Report Number: CS-TR-97-1595
Institution: Stanford University, Department of Computer Science
Title: Maintaining data warehouses under limited source access
Author: Huyn, Nam
Date: September 1997
Abstract: A data warehouse stores views derived from data that may not reside at the warehouse. Using these materialized views, user queries can be answered quickly because querying the external sources where the base data reside is avoided. However, when the sources change, the views in the warehouse can become inconsistent with the base data and must be maintained. A variety of approaches have been proposed for maintaining these views incrementally. At the one end of the spectrum, the required view updates are computed without restricting which base relations can be used. View maintenance with this approach is simple but can be expensive, since it may involve querying the external data sources. At the other end of the spectrum, additional views are stored at the warehouse to make sure that there is enough information to maintain the views without ever having to query the data sources. While this approach saves on external source access, it may require a large amount of information to be stored and maintained at the warehouse.
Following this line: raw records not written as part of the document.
PR #2382, opened 2024-11-03
fix: don't call read_secret in pull_data_from_providers

talboren:


tests/test_iohandler.py
```diff
@@ -767,63 +767,63 @@ def test_add_time_to_date_function(context_manager):
...
-    )
-    context_manager.alert = alert
-    context_manager.event_context = context_manager.alert
-    iohandler = IOHandler(context_manager)
-
-    # it should be greater than 60 minutes and less than 90 minutes
-    s = iohandler.render(template)
-    # the alert is not really added to the DB so the firing time is 0.00
-    assert s == "0.00 >= 30 and 0.00 < 90"
+# def test_openobserve_rows_bug(db_session, context_manager):
```
VladimirFilonov, line 770: Why comment instead of deleting?

talboren: i'll fix it in future pr

PR #2387, opened 2024-11-04
fix: One more attempt to return posthog

Matvey-Kuk:
Past history:

Check: https://github.com/keephq/keep/pull/2366
Reverted: #2384

Closes https://github.com/keephq/keep/issues/2388


Matvey-Kuk:
Server didn't die last 3 hours at the Cloud Run after the async fix. I assume the issue is resolved now and we could proceed.

PR #2419, opened 2024-11-08
feat(api): keep the failed alerts

shahargl:
close https://github.com/keephq/keep/issues/2418


talboren (approved):
lgtm

keep/api/models/db/migrations/versions/2024-11-08-20-58_895fe80117aa.py
```diff
@@ -0,0 +1,41 @@
...
+    with op.batch_alter_table("alertraw", schema=None) as batch_op:
+        batch_op.add_column(
+            sa.Column(
+                "timestamp",
+                sa.DateTime(),
+                nullable=False,
+                server_default=sa.text("CURRENT_TIMESTAMP"),
+            )
+        )
+        batch_op.add_column(sa.Column("provider_type", sa.String(), nullable=True))
```
talboren, line 31: in MySQL it fails over:
`VARCHAR requires a length on dialect mysql`
```suggestion
        batch_op.add_column(sa.Column("provider_type", sa.String(255), nullable=True))
```

talboren (changes requested):

VladimirFilonov (approved):
LGTM

PR #2253, opened 2024-10-21
refactor: use nginx instead of rewrite rules

shahargl:
close https://github.com/keephq/keep/issues/2153

PR #2484, opened 2024-11-14
fix: Local pusher & alert feed

Matvey-Kuk:
1) Seems like https://github.com/keephq/keep/pull/2253/files#diff-008fb887e8276618c51329f01feb3092bbc660c780709c1c8beb9d1ebf831c49R28 prevented local & dev envs from connecting to Pusher
2) We didn't trigger poll-alerts so alert feed was not live

Closes https://github.com/keephq/keep/issues/2487


VladimirFilonov (approved):
LGTM

Issue #2518, opened 2024-11-18
[🐛 Bug]: GCPMonitoring documentation is broken


talboren:
We expect documentation to exist in the policy, when it does not exist - the alert fails (name extraction fails)

PR #2519, opened 2024-11-18
fix: minor fix in gcp monitoring

shahargl:
close https://github.com/keephq/keep/issues/2518


talboren (changes requested):
description can be empty too, it seems :(

talboren (approved):
LGTM

PR #2685, opened 2024-11-28
fix: workflow id and name usage

vishwamartur:
Related to #1885

Update workflow parsing to use `id` as id and `name` as name, generate different UUID if `id` is not provided, and add validation for configuration errors.

* **keep/parser/parser.py**
  - Update `_get_workflow_id` to use `workflow.get("id")` for id and `workflow.get("name")` for name.
  - Add logic to generate a different UUID if `workflow.get("id")` is not provided.
  - Update `_parse_workflow` to use `workflow.get("name")` for name.

* **keep/api/models/db/workflow.py**
  - Add a new field `invalid` to mark workflows with configuration errors.
  - Update the `Workflow` class to include the `invalid` field.

* **keep/api/routes/workflows.py**
  - Update `create_workflow` and `create_workflow_from_body` to generate a different UUID if `workflow.get("id")` is not provided.
  - Add validation logic to mark workflows with configuration errors as `invalid`.

* **tests/test_parser.py**
  - Add test cases to verify that a different UUID is generated if `workflow.get("id")` is not provided.
  - Add test cases to verify that workflows with configuration errors are marked as `invalid`.


keep/api/models/db/workflow.py
```diff
@@ -21,6 +21,7 @@ class Workflow(SQLModel, table=True):
     last_updated: datetime = Field(default_factory=datetime.utcnow)
     provisioned: bool = Field(default=False)
     provisioned_file: Optional[str] = None
+    invalid: bool = Field(default=False)  # P22f5
```
Matvey-Kuk, line 24: This change should be reflected in a migration. Also what's P22f5? :)

keep/api/routes/workflows.py
```diff
@@ -359,6 +361,8 @@ async def create_workflow_from_body(
     workflowstore = WorkflowStore()
     # Create the workflow
     try:
+        if not workflow.get("id"):
+            workflow["id"] = str(uuid.uuid4())
```
Matvey-Kuk, line 365: May be added to __get_workflow_raw_data?

Matvey-Kuk (changes requested):

talboren:
This is open for more than a month. Closing for now, please re-open if it's relevant
cc: @vishwamartur @Matvey-Kuk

In this thesis, we propose an intermediate approach to warehouse maintenance based on what we call {\em Runtime View Self-Maintenance}, where the views are incrementally maintained without using all the base relations but without requiring additional views to facilitate maintenance. Under limited information, however, maintaining a view unambiguously may not always be possible. Thus, the main questions in runtime view self-maintenance are: - View self-maintainability. Under what conditions (on the given information) can a view be maintained unambiguously with respect to a given update? - View self-maintenance. If a view can be maintained unambiguously, how do we maintain it using only the given information? The information we consider using for maintaining a view includes: - At least the contents of the view itself and the update instance - Optionally, the contents of other views in the warehouse, functional dependencies the base relations are known to satisfy, a subset of the base relations, and partial contents of a base relation. Developing efficient complete solutions for the runtime self-maintenance of conjunctive-query views is the main focus and the main contribution of this thesis.